The film we went to see yesterday was Hostiles. First off, a disclaimer: the movie is rated R, because of its raw nature. As an aside, I remember the time that I recommended that my parents see a movie, only to be embarrassed to find out that it was rated R. It was the 1980 movie Ordinary People. We saw it in Chile, where the rating was para mayores de 14 años (older than 14 years old). It was an incredible psychological study about the effect on a family of the tragic loss of one of the members. It starred Donald Sutherland, Mary Tyler Moore, and Timothy Hutton. It was awesome! And I recommended that my parents go see it. It was only later that I found out that the film was R-rated in the US, and I was embarrassed. I think, sometimes, however that PG-13 movies may be more objectionable than R movies. But I digress.
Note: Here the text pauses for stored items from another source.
PR #513, opened 2026-08-12
test(policies): replace unconditional GPU skips with VRAM-gated ones

shuheng-liu:
## What this does

Seven pi06 / pi07 integration tests carried
`@pytest.mark.skip(reason="Requires too much memory, does not fit on RTX 3090 24GB")`.
Because the skip was unconditional they ran **nowhere** — not on CI, not on a dev
box, not on a 80 GB A100 — and two of them had quietly rotted. This makes the
skip conditional on available VRAM and repairs the rot.

**Tests-only change.** `git diff --stat -- src/` is empty; no production
behaviour changes.

### The two rotted tests

Both failed identically on a pristine `main` once the marker was stripped, so
this is decay, not a regression.

1. **`test_pi07_low_level.py::...::test_complete_pi07_low_level_pipeline`** —
   `einops.EinopsError` in `prepare_videos`, 6-D video `[1, 2, 2, 3, 448, 448]`.
   `select_action` takes **one** observation per step and builds the temporal
   window itself (`_build_history_batch` buffers frames and emits
   `obs_history_is_pad`). The test handed it the already-stacked *training*
   tensors, so they got stacked a second time. The sibling pi07_paligemma test
   already does this correctly. Fixed the fixture to pass 4-D cameras / 2-D
   state.

2. **`test_pi07_paligemma_low_level.py::...::test_complete_pi07_low_level_pipeline`** —
   `TypeError: ~ (operator.invert) is only implemented on integer and
   Boolean-type tensors` on `frame_keep = ~obs_history_is_pad`. The test cast
   the whole batch to bfloat16, turning the bool mask into a float; only
   `action_is_pad` was restored by hand.

   **This is not a latent production bug.** I traced every source of
   `obs_history_is_pad`: `datasets/lerobot_dataset.py` builds it bool, both
   `_build_history_batch` implementations build it bool, and
   `scripts/benchmark_inference.py` builds it bool. No entry point casts batch
   tensors wholesale — `policy.to(bfloat16)` never touches the batch. So no real
   caller can reach the `~` with a non-bool, and the fix belongs in the fixture.
   The hand-maintained "restore this one key to bool" list is replaced with a
   `to_cuda_bf16` helper that preserves bool dtype by construction.

Fixing (2) revealed three further stale expectations in the same test, all
fixture-side and all confirmed against deliberate production behaviour:

- `NUM_SUBGOAL_CAMERAS = 1` → `NUM_CAMERAS`. `prepare_subgoal_images`
  deliberately pads to one slot per camera so prefix length cannot depend on
  which `subgoal{k}` keys a batch carries; the test now supplies `subgoal1` too,
  matching the file's own `_subgoal_batch` helper.
- `_verify_position_ids` / `_verify_action_expert_attention_mask` subtracted only
  the discrete-action span. `num_cross_att_tokens` drops every
  `exclude_from_cross_attention` item, which is the trailing `"Action: "`
  indicator **and** the span. The pi07 sibling test already had this right.
- `INFER_STATE_TOKENS = 1` → `N_OBS_STEPS`. It predates `_build_history_batch`,
  which restores the full `T` window at inference.

### Conditional skips

All seven sites now use `require_vram_gib(...)` from `tests/utils.py`, following
that file's existing `require_cuda` decorator convention. Floors are per-file and
set from measured peaks rather than one blanket number — the pi07_low_level tests
peak at 0.71 GiB, so a single high floor would have left them nearly as dead as
before:

| file | measured peak (fresh process) | floor |
|---|---|---|
| `test_pi07_low_level.py` | 0.71 GiB | 4 GiB |
| `test_pi07_paligemma_low_level.py` | 13.9 GiB | 18 GiB |
| `test_pi07_high_level_planner.py` | 17.3 GiB | 24 GiB |
| `test_pi06.py` | 19.6 GiB | 24 GiB |

A call-time decorator rather than `pytest.mark.skipif`: the condition needs
`get_device_properties`, which initializes a CUDA context, and the gating CPU run
imports every test module in all `-n auto` workers — on a GPU host that would
spawn one context per worker for tests that get deselected anyway.

The heaviest two files are floored above a 24 GB card. Their peaks (19.6 / 17.3
GiB) would probably fit, but I could not verify that they clear a 24 GB budget
*after* the rest of the suite has run, because no uncontended >24 GB card was
available. The floors are deliberately conservative, and each comment records the
measured peak and the value to lower it to once someone can confirm on a quiet
24 GB card.

### Cross-test memory accumulation

Running the four files in one process OOM'd even though no single test exceeds
19.6 GiB. PyTorch drops its cached blocks on OOM but never runs a Python GC, so
the reference cycles in each finished test's `nn.Module` graph stay resident and
peaks sum instead of overlapping. Added a `release_cuda_memory_after_gpu_test`
autouse fixture in `tests/conftest.py` (marker-gated, so it is a no-op for the
~2600 CPU tests). With it, all 12 pass in one process. This is most likely what
the original "does not fit on 24GB" note was actually about.

Effect on the GPU suite's ceiling on a 24 GB card: the heaviest **pre-existing**
GPU test peaks at 11.6 GiB; the heaviest test this PR newly enables there peaks
at 13.9 GiB. So the suite's requirement rises by roughly 2 GiB, well inside
budget. The two files floored at 24 GiB do not run there at all, leaving CI's
memory profile for them unchanged.

### Coverage gap closed

`prepare_subgoal_images`' padding loop exists for the *mixed* present/missing
subgoal-key case, but only the all-present and no-key cases were tested — both
stay correct if the loop is deleted. Added
`test_partial_subgoal_keys_pad_out_to_one_slot_per_camera`. Verified it is a real
pin: deleting the padding loop fails this test and no other in the class.

## How it was tested

- **GPU, targeted** — `pytest -m gpu -n 0` over the four touched files on a 32 GB
  dev GPU: **12 passed**, including all seven previously-dead tests. Also
  confirmed they pass together in a single process on a ~24 GiB budget, which is
  what exposed the accumulation issue above.
- **Skip machinery** — with the device reporting 22 GiB, the three tests floored
  at 24 GiB skip with `requires >= 24.0 GiB VRAM (device has 22.0 GiB)` and the
  rest still run.
- **Per-test VRAM peaks** measured with a temporary plugin (not committed) to set
  the floors from data rather than guesswork; the pre-existing GPU suite's own
  ceiling (11.6 GiB) was measured the same way.
- **Mutation check** on the new subgoal test: with the padding loop removed it
  fails and the other 15 tests in the class pass; restored via `git checkout`.
- **CPU** — `pytest -m "not gpu and not network" -n auto`: 2593 passed. Two
  failures are pre-existing and unrelated — `test_libero2torch` fails identically
  on a pristine `main` (local LIBERO asset paths), and `test_exception_handling`
  is a timing test that passes in isolation.
- **Pre-commit** — clean over all files.

Regression tests were not run; this PR changes no policy code.

```bash
git fetch origin claude/confident-allen-c1fdb8 && git checkout claude/confident-allen-c1fdb8
```

On a CUDA box, the tests that used to be dead everywhere:

```bash
pytest -m gpu -n 0 tests/policies/test_pi07_low_level.py tests/policies/test_pi07_paligemma_low_level.py tests/policies/test_pi07_high_level_planner.py tests/policies/test_pi06.py
```

The new CPU-only subgoal test:

```bash
pytest -sx tests/policies/test_pi07_paligemma_low_level.py::TestPI07PaligemmaLowLevelSubgoalEmbedding
```

To see the skip reason on a card below the floor, or to confirm nothing is
silently dead any more:

```bash
pytest -m gpu -n 0 -rs tests/policies/test_pi06.py
```

## Checklist

### DIFF
--- a/tests/conftest.py
+++ b/tests/conftest.py
@@ -15,9 +15,11 @@
 # See the License for the specific language governing permissions and
 # limitations under the License.
 
+import gc
 import os
 
 import pytest
+import torch
 from huggingface_hub import HfApi
 
 from opentau.datasets.standard_data_format_mapping import DATA_FEATURES_NAME_MAPPING
@@ -75,6 +77,30 @@ def patch_builtins_input(monkeypatch):
             print(text)
 
     monkeypatch.setattr("builtins.input", print_text)
+
+
+@pytest.fixture(autouse=True)
+def release_cuda_memory_after_gpu_test(request):
+    """Drop a finished GPU test's CUDA memory before the next one allocates.
+
+    `pytest -m gpu -n 0` runs every GPU test in one process. PyTorch frees its
+    own cached blocks when an allocation fails, but it never runs a Python GC,
+    so the reference cycles inside a just-finished test's `nn.Module` graph keep
+    whole models resident. Peaks that should overlap add up instead. Measured:
+    the four pi06/pi07 policy files OOM on a 24 GiB budget without this sweep
+    and pass with it, though no single test in them exceeds 19.6 GiB.
+
+    The marker check keeps this off the ~2600 CPU tests, where it would be pure
+    overhead. On a failing test pytest still holds the frame for the traceback,
+    so the sweep only reliably reclaims after a pass — which is the case that
+    matters for the tests that follow.
+    """
+    yield
+    if request.node.get_closest_marker("gpu") is None:
+        return
+    gc.collect()
+    if torch.cuda.is_available():
+        torch.cuda.empty_cache()
 
 
 @pytest.fixture(scope="session")
--- a/tests/policies/test_pi06.py
+++ b/tests/policies/test_pi06.py
@@ -44,6 +44,17 @@ from opentau.policies.pi06.modeling_pi06 import (
     resize_with_pad,
 )
 from opentau.policies.utils import PerSampleLoss, ce_per_sample
+from tests.utils import require_vram_gib
+
+# VRAM floor for the end-to-end tests below, which build the full Gemma 3 4B
+# backbone on CUDA. Measured peak in a fresh process on an RTX 5090: 19.6 GiB
+# reserved — by far the heaviest tests in the GPU suite (everything else tops
+# out at 11.6 GiB). The floor is deliberately set above a 24 GB card rather
+# than just above the peak: these run late in `pytest -m gpu -n 0`, and whether
+# 19.6 GiB plus the suite's residue clears a 24 GB card could not be verified
+# (the only >24 GB card available was under contention from other workloads).
+# Lower it to ~21 once someone can confirm on a quiet 24 GB card.
+MIN_VRAM_GIB = 24.0
 
 # Block-causal attention mask (pi05 / π0.6 prefix-LM pattern)
 
@@ -956,7 +967,7 @@ class TestPi06GradCkptEquivalence:
 # End-to-end integration — guarded because Gemma 3 4B is huge.
 
 
-@pytest.mark.skip(reason="Requires too much memory, does not fit on RTX 3090 24GB")
+@require_vram_gib(MIN_VRAM_GIB)
 @pytest.mark.gpu
 @pytest.mark.slow
 def test_complete_pi06_pipeline_integration_smoke(lerobot_dataset_metadata):
@@ -1028,7 +1039,7 @@ def test_complete_pi06_pipeline_integration_smoke(lerobot_dataset_metadata):
     assert all(v.isfinite() for v in loss.values())
 
 
-@pytest.mark.skip(reason="Requires too much memory, does not fit on RTX 3090 24GB")
+@require_vram_gib(MIN_VRAM_GIB)
 @pytest.mark.gpu
 @pytest.mark.slow
 def test_pi06_loc_tokens_extend_vocab_and_resize_embeddings(lerobot_dataset_metadata):
--- a/tests/policies/test_pi07_high_level_planner.py
+++ b/tests/policies/test_pi07_high_level_planner.py
@@ -23,6 +23,17 @@ from opentau.policies.pi07.high_level_planner.modeling_pi07_high_level import (
     PI07HighLevelPlannerPolicy,
     make_att_2d_masks,
 )
+from tests.utils import require_vram_gib
+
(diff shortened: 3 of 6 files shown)


shuheng-liu:
Taken in `5ec6c22` — the suggestion was right, and checking it against the dataloader made it more than a docstring fix.

`prepare_metadata`'s inputs come off the dataset as `torch.long` (`speed`, `quality`) and `torch.bool` (`mistake`) — see `datasets/lerobot_dataset.py:1223`. So the blanket cast wasn't merely harmless-for-now: it was already changing what the model sees, stringifying `Speed: 50.0` where production produces `Speed: 50`. Keying the cast on `is_floating_point()` fixes that too, and keeps a future token-id tensor safe from the same rounding. Docstring now matches the implementation.

Verified on CPU that the metadata block is unchanged in the ways these tests assert on — with ints preserved vs. the old blanket cast, `prepare_metadata` yields the same padded width (52), the same real-token count (24), and a contiguous mask either way — so the prefix-layout assertions are unaffected. A GPU re-run of the four touched files is still pending; I'll confirm it before taking this out of draft.

shuheng-liu:
### GPU verification status before merge

Recording this plainly so it isn't lost in the thread.

**Verified on a 32 GB dev GPU at `30e4e4f`:** `pytest -m gpu -n 0` over the four touched files — **12 passed**, including all seven tests that this PR takes off the unconditional skip. Also confirmed they pass together in a single process on a ~24 GiB budget, which is what surfaced the cross-test memory accumulation the conftest fixture now handles.

**Not re-run at `5ec6c22`.** That commit is the review fix and touches only `tests/utils.py` (`git diff 30e4e4f..5ec6c22` is confined to it) — the bfloat16 cast is now keyed on `is_floating_point()` so integer fields keep their dtype. The GPU host became unreachable before it could be re-run.

What was checked on CPU instead: the only observable consequence of that dtype change is what `prepare_metadata` stringifies (`Speed: 50` vs `Speed: 50.0`). With ints preserved versus the old blanket cast, it yields the same padded width (52), the same real-token count (24), and a contiguous mask either way — so the prefix-layout assertions the GPU tests make are unaffected.

That is good evidence but it is not the GPU run. The nightly `gpu_test.yml` is the confirmation; if it reddens on any of these four files, this commit is the first place to look.

PR #520, opened 2026-08-17
feat(accel): measure the best prefix instead of assuming the paper's

shuheng-liu:
## What this does

`accel`'s prefix `p` was chosen by inheritance, not by measurement. `default_prefix` returns `T - 1` because that is what the paper's online detector used, and the shipped diagnostic's prefix sweep *looked* like it confirmed that — it reports mean `accel_p` per `p`, and the previous CHANGELOG entry read its shape as reproducing the paper's terminal singularity.

**That inference does not hold.** Both of `accel_p`'s sums accumulate over the prefix, so its magnitude — and the shape of its growth — rise with `p` whether or not the extra Euler steps carry any posterior information. The sweep would produce a similar curve on data with no signal at all, so its peak cannot select a prefix. It is descriptive, and this PR stops it from being read as more than that.

The criterion that *can* select a prefix is the rank correlation between `accel_p` and an independent measure of posterior spread. That reference has to be bought the expensive way — `K` resampled denoises of one observation, whose disagreement *is* the posterior width — which is why it lives in an offline diagnostic and nowhere near the serving path.

**Measured on a real 6-DoF SO101 pi05 checkpoint** (`T = 10`, QUANTILE action norm, delta actions, 24 real frames of its own training data at stride, `K = 32`):

| p | 2 | 3 | 4 | 5 | 6 | 7 | 8 | **9** | 10 |
|---|---|---|---|---|---|---|---|---|---|
| **rho** vs resampled spread | +0.703 | +0.743 | +0.752 | +0.728 | +0.770 | +0.763 | +0.814 | **+0.833** | +0.812 |
| mean `accel_p` | 0.009 | 0.017 | 0.023 | 0.034 | 0.044 | 0.061 | 0.088 | 0.131 | **0.228** |

`rho` peaks at `p = T - 1` and falls at `p = T`. So `default_prefix` is right on this checkpoint and the terminal step really is the weaker one — the same conclusion as before, now resting on evidence that supports it. The mean sweep's argmax is `p = 10`, which `rho` ranks *below* `p = 9`.

Two things worth carrying forward: every prefix scored +0.70…+0.83, so prefix choice is not very consequential here (which also means it will not confound a downstream detection result); and the paper's mid-schedule optimum (`p/T ~ 0.4-0.5`, i.e. `p = 4-5`, `rho` +0.75) does **not** transfer. A `T = 5` schedule (pi06/pi07) is unexamined, and there the two candidate answers are far apart.

### Supporting changes

None of these alter a served score.

- **`AccelMeter` gained an opt-in per-step trace and `value_at(p)`.** `accel_p` is a prefix statistic of one velocity sequence, so every prefix is recoverable from **one** denoise pass rather than `T - 1` of them. That is what makes the resample study affordable, and it makes the descriptive sweep `T - 1` times cheaper as a side effect. Off in serving, where the meter allocates exactly what it did before.
- **`record_traces()`** hands the meters built inside it back to a diagnostic, so no policy has to expose its internals or widen a signature. A `ContextVar` rather than a module global: the gRPC server calls `sample_actions` from several threads, and a global would splice one thread's diagnostic run into another's serving traffic.
- **`action_dim_scale()`** converts a raw-unit spread into the normalized units `accel` is computed in, sharing one buffer extractor with `resolve_action_dim_mask` so the two cannot drift apart when a normalization mode is added.
- **Diagnostic observations are drawn across every dataset in the mixture**, not just the first. The correlation is taken *across* observations, so their variety is the study's resolution; silently sampling one member of a mixture narrowed that without saying so. Default count raised to 24 — at 8 points Spearman needs |rho| >= 0.74 to clear p < 0.05, too blunt to separate neighbouring prefixes.
- **The float32 leg of the dtype-floor measurement is skippable** (`OPENTAU_ACCEL_MEASURE_DTYPE_FLOOR=0`). It holds a second copy of the weights and is the first thing to fail on a GPU shared with other work; the floor it measures is fixed per checkpoint. Skipping reports `NaN` rather than a fabricated ratio.

## How it was tested

**New: `tests/scripts/test_diagnose_accel.py` (18 tests).** The central one is `test_the_study_follows_rank_correlation_not_the_rising_mean`: it scripts a policy where the two criteria give *different* answers — early curvature tracks the true posterior spread, late curvature is built to fight it — and pins that the study follows the correlation. It also asserts the mean sweep peaks at the *worst* prefix, because without that manufactured disagreement the test would pass under either implementation.

**Mutation-tested both load-bearing pins**, since a pin whose passing does not depend on the property it names is not a pin:

| mutation | result |
|---|---|
| selection criterion swapped from `rho` back to the mean sweep | 2 failed, incl. the central test |
| trace snapshot moved before the numerator update (off-by-one) | 2 failed, incl. the bit-identity test |

Both restored byte-identically afterwards.

`value_at(p)` is asserted **bit-identical** (`torch.equal`, not a tolerance) to a meter independently constructed at prefix `p`, for every `p` — a tolerance-based check would wave through exactly the off-by-one above.

Also pinned: the delta-action invariance the study relies on (a constant offset across resamples cancels, so no delta inverse is needed), per-dim standardization undoing a unit change, mask exclusion of padded dims and rows past the executed window, and `record_traces()` restoring the serving configuration on exception.

**Full CPU suite** for the affected trees: `pytest tests/policies/ tests/scripts/ tests/utils/ -m "not gpu and not network" -n auto` — 1627 passed. The one failure, `tests/utils/test_libero_utils.py::test_libero2torch`, is a pre-existing local-environment issue (a stale `LIBERO_CONFIG_PATH`); I confirmed it fails identically on a pristine `origin/main` checkout, so it is not from this change.

**On the GPU checkbox, so the reviewer is not misled:** the `-m "gpu"` suite was **not** run ad hoc for this PR — GPU coverage is deliberately delegated to the nightly `gpu_test.yml` and regression workflows. The policy box is checked because `AccelMeter.update` executes inside the sampler's Euler loop, which is the conservative reading even though no `modeling_*.py`, `optim/`, sampler, or `train.py` file is touched. What *was* exercised on GPU is the end-to-end run below, plus a `pi07_paligemma` eval that loaded the policy and armed the estimator (`accel enabled: prefix=9 of num_steps=10`) before I stopped it.

No determinism run: CLAUDE.md rule 3 covers `train.py`, `modeling_*.py`, `optim/`, and the samplers, none of which this touches, and `accel` is inference-only (never reached from `forward`).

**End-to-end on the real checkpoint**, which is where the numbers in the table come from — 24 real training frames, 768 denoise passes, on the GPU dev box.

```bash
pytest -sx tests/scripts/test_diagnose_accel.py
```

The claim that the mean sweep cannot select a prefix is worth checking directly — this is the test that fails if the criterion is swapped back:

```bash
pytest -sx tests/scripts/test_diagnose_accel.py::test_the_study_follows_rank_correlation_not_the_rising_mean
```

On a GPU box with a flow-matching checkpoint, the study itself. It is inference-only and starts no training:

```bash
OPENTAU_ACCEL_OBSERVATIONS=24 OPENTAU_ACCEL_RESAMPLES=32 \
python src/opentau/scripts/diagnose_accel.py \
    --config_path=<a config carrying the checkpoint's training data> \
    --policy.path=<repo>@<step> --policy.device=cuda
```

Set `OPENTAU_ACCEL_RESAMPLES=0` to skip the study (it is the only expensive part), or `OPENTAU_ACCEL_MEASURE_DTYPE_FLOOR=0` if the GPU is shared.

## Checklist

### DIFF
--- a/CHANGELOG.md
+++ b/CHANGELOG.md
@@ -10,7 +10,48 @@ The format is loosely based on [Keep a Changelog](https://keepachangelog.com/).
 
 ## [Unreleased]
 
-_Nothing yet._
+### Changed — `accel`'s prefix is now *measured* rather than assumed
+
+`default_prefix` returns `T - 1` because that is the prefix the paper's online detector
+used. The 0.13.0 notes below cite the prefix sweep as confirming it, via the step-over-step
+growth in `accel_p` reversing at the last step. **That inference does not hold**, and this
+entry supersedes it: both of `accel_p`'s sums accumulate over the prefix, so its magnitude
+— and the shape of its growth — rise with `p` whether or not the extra Euler steps carry
+posterior information. The sweep is descriptive; it would produce a similar curve on data
+with no signal at all, so its peak cannot select a prefix.
+
+The criterion that *can* is the rank correlation between `accel_p` and an independent
+measure of posterior spread, and that reference has to be bought the expensive way — `K`
+resampled denoises of one observation, whose disagreement is the posterior width.
+`opentau-accel-diagnose` now measures it (`OPENTAU_ACCEL_OBSERVATIONS`, default 24;
+`OPENTAU_ACCEL_RESAMPLES`, default 32; `0` skips the study) and reports `rho` per prefix
+with a recommendation.
+
+Re-measured on the same 6-DoF SO101 pi05 checkpoint (`T = 10`, 24 real frames, `K = 32`):
+`rho` climbs to **+0.833 at `p = 9`** and falls to **+0.812 at `p = 10`**. So `T - 1` is
+right on this checkpoint and the terminal step really is the weaker one — the same
+conclusion as before, now resting on evidence that supports it. Every prefix scored
++0.70…+0.83, so prefix choice is not very consequential here; the paper's mid-schedule
+optimum (`p/T ~ 0.4-0.5`, i.e. `p = 4-5`, `rho` +0.75) does **not** transfer. Re-measure
+per checkpoint — a `T = 5` schedule (pi06/pi07) is unexamined, and there `T - 1` and the
+paper's mid-schedule choice are far apart.
+
+Supporting changes, none of which alter a served score:
+
+- `AccelMeter` gained an **opt-in** per-step trace and `value_at(p)`, so every prefix is
+  recoverable from **one** denoise pass instead of `T - 1` — that is what makes the study
+  affordable, and it makes the descriptive sweep `T - 1` times cheaper too. Off in serving.
+- `record_traces()` hands the meters built inside it back to a diagnostic, so no policy has
+  to expose its internals. A `ContextVar`, not a global: the gRPC server samples from
+  several threads, and a global would splice a diagnostic into serving traffic.
+- `action_dim_scale()` converts a raw-unit spread into the normalized units `accel` is
+  computed in, sharing one buffer extractor with `resolve_action_dim_mask`.
+- Diagnostic observations are drawn across **every** dataset in the configured mixture
+  rather than only the first — the correlation is taken across observations, so their
+  variety is the study's resolution.
+- The float32 leg of the dtype-floor measurement can be skipped
+  (`OPENTAU_ACCEL_MEASURE_DTYPE_FLOOR=0`). It holds a second copy of the weights and is the
+  first thing to fail on a shared GPU; skipping reports `NaN` rather than a fabricated ratio.
 
 ## [0.13.0] - 2026-08-17
 
--- a/src/opentau/policies/accel.py
+++ b/src/opentau/policies/accel.py
@@ -350,11 +350,10 @@ def _fit_dim_width(per_head: Tensor, max_action_dim: int, pad_value: float | boo
     return per_head[:, :max_action_dim] if width > max_action_dim else per_head
 
 
-def _gather_heads(per_head: Tensor, dataset_index: Tensor) -> Tensor:
-    """Select one ``(dim,)`` row of a per-head quantity for each sample."""
+def _head_index(dataset_index: Tensor, per_head: Tensor) -> Tensor:
+    """Return the clamped ``(B,)`` row index selecting a norm head per sample."""
     index = dataset_index.to(device=per_head.device, dtype=torch.long).reshape(-1)
-    index = index.clamp_(0, per_head.shape[0] - 1)
-    return per_head.index_select(0, index)
+    return index.clamp_(0, per_head.shape[0] - 1)
 
 
 def action_dim_scale(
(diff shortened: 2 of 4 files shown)


shuheng-liu:
Both findings confirmed and fixed in eeb5276 — thanks, the first one is a real miss on my part.

**`diagnose_accel.py:667` (blocking) — fixed.** Confirmed exactly as described: NaN is truthy and `np.isfinite(NaN)` is False, so the guard fell through to `inf`, and every `<` against `inf` is False so the thresholds landed on "OK". Worth stating plainly — my own run on a shared GPU printed `dtype floor nan / signal / floor inf / OK — real signal dominates the rounding floor`, and I read past it. The docstring and CHANGELOG claim were describing intended behaviour, not actual.

`_signal_to_floor` now distinguishes the two cases that were being collapsed:

- floor **never measured** (leg skipped, or no finite pair) → `NaN`
- floor **measured at exactly zero** (float32 and the serving dtype agreed on every observation) → `inf`, which is a real infinite ratio and should still read "OK"

`format_report` gets an explicit NaN branch *ahead* of the thresholds, printing `NOT MEASURED` plus how to obtain the missing measurement. `test_a_floor_measured_at_exactly_zero_is_still_infinite` guards the second case so the correction doesn't overreach.

**`diagnose_accel.py:841` (suggestion) — fixed, both directions.** Also confirmed: `[100, 0]` with `count=24` drew 12, and `count=2` over 5 datasets drew 4. Agreed this matters more than a typical allocation nit, for the reason you gave — `count` is the study's sample size, which is the thing this PR argues decides whether neighbouring prefixes are separable.

One wrinkle worth flagging: capping by the running remainder at every position is *not* sufficient on its own. A single pass can only push a shortfall forward, so a mixture whose **last** member is the short one (`[100, 5]`, `count=24`) still comes up short — the datasets with spare frames have already been offered their slice by then. `_allocate_draws` therefore re-passes over the members that still have capacity until the remainder is placed or no progress is possible. The caller warns when the final tally differs from `count`.

Verified with a property check over 20,000 random `(sizes, count)` combinations: `sum(quotas) == min(count, capacity)` and no dataset is ever over-drawn.

**Mutation-checked**, since a regression test that passes either way isn't one:

| mutation | fails |
|---|---|
| restore the original `signal_to_floor` expression | `test_an_unmeasured_floor_is_not_an_infinite_ratio` |
| drop the NaN branch from `format_report` | `test_the_report_refuses_to_certify_a_floor_it_never_measured` |
| revert to the single-pass allocator | `test_a_short_dataset_is_made_up_by_the_others` |

Nine new tests; suite is 29 in `test_diagnose_accel.py`, 188 across the accel files.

I sometimes read movie reviews on a site called Christian Spotlight on the Movies. The review for Hostiles, written by Francisco Gomez, Jr., gives it a moral rating of Very Offensive, but a moviemaking quality of 4.5 stars (out of 5). When I read the review, it was obvious to me that Gomez liked it, moral rating notwithstanding. The protagonists in the story are

  • Captain Joseph Blocker, a US army official with years of brutal and bloody struggle with savage Native Americans
  • Cheyenne Chief Yellow Hawk, who along with his family, were imprisoned by US army forces for past “war crimes”
  • Rosalie Quaid, who lost her entire family to a war party of Comanches

This excerpt from Gomez’s review drew me in: “At its core, “Hostiles” is a story of faith, compassion, and peace. Blocker’s journey is an introspective one as much as physical. He resents Yellow Hawk for taking the lives of many of his fellow soldiers. Blocker’s job as a soldier requires him to take native lives, and he does so in as brutal manner, just as the “savage natives” do. Thus, the line between soldiers and the “hostiles” is blurred. The difficult journey forces the detail and the natives to view things from each other’s perspective. In this manner, the film manages to be more objective in its portrayal of settlement. The lack of dogma in the story allows for the film’s performances and visuals to shine.

 

Though we don’t see a resolution of hostilities between the Jews and Samaritans in Luke 10 (or anywhere else, for that matter–watch Mark Scott’s sermon to see Dr. Bruce Parmenter’s imagined “rest of the story”), there IS such a resolution in the story of Hostiles. As Gomez stated, the lines between the soldiers and the “hostiles” was blurred. The movie’s poster, outside the screening room said “We are all . . . HOSTILES. That seems to be good theology to me. The Pauline command in Philippians 2:3-4 (NIV says, “Do nothing out of selfish ambition or vain conceit. Rather, in humility value others above yourselves, not looking to your own interests but each of you to the interests of others.”) When Paul mentions others, he is referring to others, not just to others who are like us. It is time for us to begin to practice that, both locally and globally.